Clément Solym - 07.09.2012

Edition - Economie - Google - Amazon - Apple


Les graphistes du site Master Degrees Online se sont penchés sur les différentes techniques d'optimisation fiscale des géants de l'internet Apple, Amazon et Google pour créer une infographie-fleuve, découverte sur Graphism.
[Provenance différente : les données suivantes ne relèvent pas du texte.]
PR #850, opened 2020-05-19
Add CMake option OLP_SDK_DISABLE_DEBUG_LOGGING

mykhailo-kuchma:
Users can use it to disable debug/trace log messages. Default is OFF
which mean means that messages are enabled.

Resolves: OLPEDGE-247

### DIFF
--- a/olp-cpp-sdk-core/CMakeLists.txt
+++ b/olp-cpp-sdk-core/CMakeLists.txt
@@ -328,6 +328,12 @@ include_directories(${CMAKE_CURRENT_BINARY_DIR}/include)
 
 add_library(${PROJECT_NAME} ${OLP_SDK_CORE_SOURCES} ${OLP_SDK_CORE_HEADERS})
 
+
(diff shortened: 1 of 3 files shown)


olp-cpp-sdk-core/CMakeLists.txt
```diff
@@ -328,6 +328,12 @@ include_directories(${CMAKE_CURRENT_BINARY_DIR}/include)
 
 add_library(${PROJECT_NAME} ${OLP_SDK_CORE_SOURCES} ${OLP_SDK_CORE_HEADERS})
 
+
+if (OLP_SDK_DISABLE_DEBUG_LOGGING)
+    target_compile_definitions(${PROJECT_NAME} 
+        PUBLIC LOGGING_DISABLE_DEBUG_LEVEL)
```
andescu, line 334: Why do we need it public?

mykhailo-kuchma: Other modules must pick the correct macros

Et pour cause : celle-ci recense les différentes économies réalisées, et prouve que ces multinationales aux poches bien profondes ont visiblement un oursin dans chacune d'entre elles... 

 

Et ces graphistes ne manquent visiblement pas d'humour : pour définir la technique préférée des fiscalistes des trois sociétés (sachant qu'Internet est l'industrie la moins taxée, derrière l'automobile, le tabac ou la banque), ils utilisent l'expression « Double Irish with a Dutch Sandwich » qui ressemble à une vaste blague.

 

Et pourtant : la technique existe bel et bien, jusqu'à être couramment utilisée par les comptables de ces multinationales : pas si compliquée que cela, elle ne nécessite que deux sociétés de couverture en Irlande, dont l'une fait l'intermédiaire pour recevoir les bénéfices, avant de les transmettre à la seconde qui dispose de comptes dans un paradis fiscal, en l'occurrence les Pays-Bas (d'où le Dutch Sandwich).

 

 

 

Les logos et dessins font de délicieuses comparaisons (les taxes non-payées par Apple équivalent aux PNB du Liberia et du Groenland), ou rappellent des faits que l'on aurait quelque peu tendance à oublier : par exemple, si Apple a vu ses profits s'envoler, les taxes sont restées sur le tarmac... La conclusion est difficilement contestable : « Quand les entreprises les plus rentables des États-Unis payent peu, la population paye plus ».

 

Et la dette s'étale ?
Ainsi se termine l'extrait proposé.